Both GrCh graders agreed within 0.5 disc areas (DA) on total DME area (within the ETDRS grid) in 79 out of 95 eyes, within 1.0 DA in 89 out of 95 eyes and within 2.0 DA in 94 out of 95 eyes. The two gradings yielded an intra-class correlation of 0.80 with a mean difference between gradings of 0.13, (SD = 0.52), p=0.01. After post hoc comparison of discrepant RGB and GrCh sets, another grader judged that subtle areas of edema, which comprised the majority of eyes with DME in the sample, were better seen in GrCh than in full RGB.

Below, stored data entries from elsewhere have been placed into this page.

PR #1336, opened 2024-02-24
Add some more contribution points

saqadri:
Add some more contribution points

While investigating untitled naming, I came across some additional contribution points that VSCode enables. Adding some additional places to surface our commands.

https://github.com/lastmile-ai/aiconfig/assets/25641935/ca806614-f15a-4df7-9965-7e5a89867c21

---
Stack created with [Sapling](https://sapling-scm.com). Best reviewed with [ReviewStack](https://reviewstack.dev/lastmile-ai/aiconfig/pull/1336).
* __->__ #1336
* #1335


rholinshead (approved):
Nice!

vscode-extension/package.json
```diff
@@ -86,7 +90,6 @@
             "filenamePattern": "*.aiconfig"
           }
         ],
-        "enableForDiffView": false,
```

Advantages of red free images over color images for assessing diabetic retinopathy (DR) severity have been reported previously. This was attributed to greater contrast of DR lesions against the retinal pigment epithelial (RPE) background in GrCh compared to RGB. The high reproducibility of grading DME from GrCh in our current study is attributed to detection of altered retinal transparency from DME and heightened perception of stereo effect due to better visibility of small intra-retinal cues in the otherwise transparent retina. Currently, most clinical trials collect color images, fluorescein angiograms and OCTs in order to evaluate various aspects of diabetic macular edema. Red free images may allow improved evaluation of DR and DME with less patient discomfort due to the lower flash and may be a practical alternative to RGB in DR clinical trials or tele-ophthalmology DR screening.